=== Given entries ===

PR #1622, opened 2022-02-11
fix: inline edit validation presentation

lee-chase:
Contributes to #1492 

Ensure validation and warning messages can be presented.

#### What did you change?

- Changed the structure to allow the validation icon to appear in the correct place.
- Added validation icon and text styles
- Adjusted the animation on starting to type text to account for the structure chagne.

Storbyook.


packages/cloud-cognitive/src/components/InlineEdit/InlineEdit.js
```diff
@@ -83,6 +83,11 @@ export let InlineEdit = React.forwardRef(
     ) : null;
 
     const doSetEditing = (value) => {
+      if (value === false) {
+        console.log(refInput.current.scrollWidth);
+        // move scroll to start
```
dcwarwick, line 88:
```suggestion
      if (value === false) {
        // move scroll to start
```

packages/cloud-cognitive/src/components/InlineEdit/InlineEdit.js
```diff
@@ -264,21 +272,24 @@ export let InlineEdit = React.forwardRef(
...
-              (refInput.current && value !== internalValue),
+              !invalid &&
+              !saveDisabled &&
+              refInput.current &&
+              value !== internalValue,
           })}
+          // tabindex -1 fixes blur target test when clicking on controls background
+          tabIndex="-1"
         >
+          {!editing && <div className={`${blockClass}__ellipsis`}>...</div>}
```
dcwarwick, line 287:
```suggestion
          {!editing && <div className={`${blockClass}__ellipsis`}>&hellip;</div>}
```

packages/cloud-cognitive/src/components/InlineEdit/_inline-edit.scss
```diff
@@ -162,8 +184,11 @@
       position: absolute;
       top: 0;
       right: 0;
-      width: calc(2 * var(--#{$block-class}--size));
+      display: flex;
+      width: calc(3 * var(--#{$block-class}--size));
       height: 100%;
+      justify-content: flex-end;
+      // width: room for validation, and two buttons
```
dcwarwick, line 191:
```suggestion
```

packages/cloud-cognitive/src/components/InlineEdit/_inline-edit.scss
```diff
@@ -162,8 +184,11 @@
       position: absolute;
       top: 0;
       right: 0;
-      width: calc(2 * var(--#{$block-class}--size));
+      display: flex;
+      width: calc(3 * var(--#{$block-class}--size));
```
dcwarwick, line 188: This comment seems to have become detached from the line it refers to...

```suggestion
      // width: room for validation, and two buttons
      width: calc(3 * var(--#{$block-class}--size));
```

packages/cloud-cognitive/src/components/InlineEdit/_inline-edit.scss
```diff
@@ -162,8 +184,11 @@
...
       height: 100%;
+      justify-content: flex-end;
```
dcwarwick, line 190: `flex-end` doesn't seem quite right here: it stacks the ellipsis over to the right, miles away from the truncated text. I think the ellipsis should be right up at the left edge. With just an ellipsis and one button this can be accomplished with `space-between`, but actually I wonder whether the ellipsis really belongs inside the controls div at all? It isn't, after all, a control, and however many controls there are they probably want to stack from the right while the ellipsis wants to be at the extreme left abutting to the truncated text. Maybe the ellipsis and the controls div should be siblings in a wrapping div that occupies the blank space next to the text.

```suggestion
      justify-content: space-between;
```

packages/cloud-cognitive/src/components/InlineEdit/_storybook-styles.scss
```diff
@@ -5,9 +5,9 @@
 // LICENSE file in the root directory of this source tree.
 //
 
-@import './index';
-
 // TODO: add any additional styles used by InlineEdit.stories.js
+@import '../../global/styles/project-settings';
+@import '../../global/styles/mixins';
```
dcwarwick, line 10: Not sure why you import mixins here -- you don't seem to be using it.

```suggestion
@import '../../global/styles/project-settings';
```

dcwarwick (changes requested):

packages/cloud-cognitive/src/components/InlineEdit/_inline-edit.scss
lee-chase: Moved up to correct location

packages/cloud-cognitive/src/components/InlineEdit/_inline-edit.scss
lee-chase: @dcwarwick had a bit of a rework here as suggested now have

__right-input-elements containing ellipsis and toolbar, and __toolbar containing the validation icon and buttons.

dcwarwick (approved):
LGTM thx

===

#### Activity:
Set all the entries above down again exactly.

#### Reply to the task:
PR #1622, opened 2022-02-11
fix: inline edit validation presentation

lee-chase:
Contributes to #1492 

Ensure validation and warning messages can be presented.

#### What did you change?

- Changed the structure to allow the validation icon to appear in the correct place.
- Added validation icon and text styles
- Adjusted the animation on starting to type text to account for the structure chagne.

Storbyook.


packages/cloud-cognitive/src/components/InlineEdit/InlineEdit.js
```diff
@@ -83,6 +83,11 @@ export let InlineEdit = React.forwardRef(
     ) : null;
 
     const doSetEditing = (value) => {
+      if (value === false) {
+        console.log(refInput.current.scrollWidth);
+        // move scroll to start
```
dcwarwick, line 88:
```suggestion
      if (value === false) {
        // move scroll to start
```

packages/cloud-cognitive/src/components/InlineEdit/InlineEdit.js
```diff
@@ -264,21 +272,24 @@ export let InlineEdit = React.forwardRef(
...
-              (refInput.current && value !== internalValue),
+              !invalid &&
+              !saveDisabled &&
+              refInput.current &&
+              value !== internalValue,
           })}
+          // tabindex -1 fixes blur target test when clicking on controls background
+          tabIndex="-1"
         >
+          {!editing && <div className={`${blockClass}__ellipsis`}>...</div>}
```
dcwarwick, line 287:
```suggestion
          {!editing && <div className={`${blockClass}__ellipsis`}>&hellip;</div>}
```

packages/cloud-cognitive/src/components/InlineEdit/_inline-edit.scss
```diff
@@ -162,8 +184,11 @@
       position: absolute;
       top: 0;
       right: 0;
-      width: calc(2 * var(--#{$block-class}--size));
+      display: flex;
+      width: calc(3 * var(--#{$block-class}--size));
       height: 100%;
+      justify-content: flex-end;
+      // width: room for validation, and two buttons
```
dcwarwick, line 191:
```suggestion
```

packages/cloud-cognitive/src/components/InlineEdit/_inline-edit.scss
```diff
@@ -162,8 +184,11 @@
       position: absolute;
       top: 0;
       right: 0;
-      width: calc(2 * var(--#{$block-class}--size));
+      display: flex;
+      width: calc(3 * var(--#{$block-class}--size));
```
dcwarwick, line 188: This comment seems to have become detached from the line it refers to...

```suggestion
      // width: room for validation, and two buttons
      width: calc(3 * var(--#{$block-class}--size));
```

packages/cloud-cognitive/src/components/InlineEdit/_inline-edit.scss
```diff
@@ -162,8 +184,11 @@
...
       height: 100%;
+      justify-content: flex-end;
```
dcwarwick, line 190: `flex-end` doesn't seem quite right here: it stacks the ellipsis over to the right, miles away from the truncated text. I think the ellipsis should be right up at the left edge. With just an ellipsis and one button this can be accomplished with `space-between`, but actually I wonder whether the ellipsis really belongs inside the controls div at all? It isn't, after all, a control, and however many controls there are they probably want to stack from the right while the ellipsis wants to be at the extreme left abutting to the truncated text. Maybe the ellipsis and the controls div should be siblings in a wrapping div that occupies the blank space next to the text.

```suggestion
      justify-content: space-between;
```

packages/cloud-cognitive/src/components/InlineEdit/_storybook-styles.scss
```diff
@@ -5,9 +5,9 @@
 // LICENSE file in the root directory of this source tree.
 //
 
-@import './index';
-
 // TODO: add any additional styles used by InlineEdit.stories.js
+@import '../../global/styles/project-settings';
+@import '../../global/styles/mixins';
```
dcwarwick, line 10: Not sure why you import mixins here -- you don't seem to be using it.

```suggestion
@import '../../global/styles/project-settings';
```

dcwarwick (changes requested):

packages/cloud-cognitive/src/components/InlineEdit/_inline-edit.scss
lee-chase: Moved up to correct location

packages/cloud-cognitive/src/components/InlineEdit/_inline-edit.scss
lee-chase: @dcwarwick had a bit of a rework here as suggested now have

__right-input-elements containing ellipsis and toolbar, and __toolbar containing the validation icon and buttons.

dcwarwick (approved):
LGTM thx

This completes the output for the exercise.